『元祖ニュータンタンメン本舗』が手掛けた森本と田坂の横断幕 [写真]=いしかわごう
昨季まで、川崎フロンターレの試合には大久保嘉人のJ1通算ゴール数をカウントする“YOSHI METER”(ヨシメーター)なる巨大な横断幕が掲示されていた。大久保の得点とともに手動で得点数値が更新されていく光景は、スタジアムでのちょっとした名物にもなっていたほどである。
今年、大久保がFC東京に移籍。
それに伴い、ヨシメーターの掲示されていたエリアには新しく田坂祐介と森本貴幸の横断幕が出現しているのだが、そのデザインが異彩を放っていると密かに話題となっているのをご存知だろうか。

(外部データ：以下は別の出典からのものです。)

PR #801, opened 2026-08-12
Adaptive Templates Excample - IPM Rotor Pocket adjustment

JackB-Ansys:
A general script that identifies the vertices of rotor pocket ends, and creates adaptive parameters for adjusting the shape based on the vertices as control points.

Control points can be shifted with a distance coordinate and a direction coordinate.

Individual corner radii can be applied to each control point vertex.

An option to include the midpoints of rotor pocket end entities as additional control points. This gives greater degrees of freedom.

Together, the point shifting and corner rounding allows a wide range of custom rotor pocket end shapes can be generated, either manually or by running in conjunction with an optimisation workflow.


JackB-Ansys:
To do:

- Add section that checks whether modified pockets reduce the bridge or post thickness. 
- This could be optional, enabled with a boolean/if statement
- Example of creating 'utility regions' such as a 'bridge band' or 'post strip'
- Subtract the utility regions from the modified pockets to preserve the bridge and post
- Work out how to handle rounded corners when the bridge/post region is subtracted

PR #802, opened 2026-08-12
Updated test_get_region_dxf to check load_dxf_file_with_context

James-Schaffer:
Test uses mc.load_dxf_file which needs to pass a context in the newest release. This checks if the feature exists and if so passes the context.


James-Schaffer:
Passes on current motorcad build
image

Passes on current release
image

jgsdavies (approved):

PR #805, opened 2026-08-14
Wait for MotorCAD process to quit correctly on Linux

jmacleod-ansys:
Add code to improve handling of quit and make sure the MotorCAD process has actually quit before exiting. This is more of an issue on Linux where it can become a zombie if wait is not called.


ravi-ansys (approved):

james-packer (approved):
Reviewed code, looks sensible.

PR #807, opened 2026-08-18
Multi region subtraction

James-Schaffer:
Adding the ability to subtract multiple regions from a region in one go.

Using the same method Region.subtract() but passing an list of Regions will trigger it to subtract all of them from the target region.


James-Schaffer:
Need to update tests to ensure it works with unique region naming

James-Schaffer:
Tested and passed on ensure_unique_region_names_for_api_methods branch, 26R1 and current main.

image

James-Schaffer:
Passing all tests on main, nightlybuild and 26R1 still.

特に田坂の『元祖ニュータサカユウスケ本舗』は一際目を引く横断幕だ。
一見すると、「元祖?」、「ニュータサカユウスケ本舗?」とよくわからないかもしれない。実はこれ、川崎市民にはお馴染みの中華系チェーン店「元祖ニュータンタンメン本舗」をもじった横断幕なのである。
鶏ガラベースのスープに、粗挽きの唐辛子とニンニクとひき肉、ふわふわの溶き卵で調理されたタンタンメンが有名で、その絶妙な辛さに魅了されてリピーターとなるマニアが多数。1号店がオープンされたのは川崎市であり、現在も川崎市周辺に多くの店舗を構えていることから、“川崎市民のソウルフード”とまで言われている。
実際、フロンターレの選手やクラブスタッフにもファンは多い。昨年には、運営本部の全面協力を得て、新商品「まぜタン」を等々力陸上競技場で販売して好評を博している。そんな深い縁もあり、今回は「大」のつくファンであるという田坂と森本のために、会社協力のもとで横断幕が製作されたのだという。
3月某日の練習後、この新しく出来た横断幕とクラブハウスで対面した田坂は、思わず笑顔に。
聞くと、大学時代に食べてからこの味に病みつきになったとのことで、「大辛、にんにくダブル、きくらげ…」と、スラスラとこだわりをトッピングメニューを口にしながら、その愛を語っていた。横断幕には、サインとともに「I LOVE ニュータンタン」と力強く記入。そして今後の野望として「フロンターレのニュータンタン(メン)部を結成したい」と誓っていた。その目は、半分本気である。
そして、その田坂からニュータンタン部の部長として推薦されるほどの愛を持つのが森本だ。
森本は川崎市出身。クラブ公式ページの自身のプロフィール欄では、オススメスポット、オススメグルメ、地元の自慢など多数の項目に「ニュータンタンメン」を挙げており、筋金入りのマニアであることがうかがえる。聞くと、「週一ぐらいで行きますね」とニヤリ。
田坂のものと比べると、横断幕のデザインに奇抜さはないが、よく見ると上部には、好きなトッピングである「にんにくダブル、チャーシュー、たまご」の文字が並んでいる。森本も、サインとともに「ニュータンタン 最高!!」とその愛を横断幕に綴っていた。
そしてこの横弾幕、よく見ると下部にはどんぶりが表示されている。
どんぶりの数は、それぞれのフロンターレでのリーグ戦ゴール数を示すもので、田坂は「15」、森本は「2」。ゴールを決めるとどんぶりが増えていくという「おかわりシステム」となっているのだとか。特にストライカーの森本貴幸には、今年はたくさんの「おかわり」で、横断幕をどんぶりで埋め尽くしてもらいたいところだ。
スタジアムを彩る横断幕には、様々な思いが込められている。
今年から出現した田坂祐介と森本貴幸の横断幕。ヨシメーターに代わる新名物としてぜひ注目して欲しい。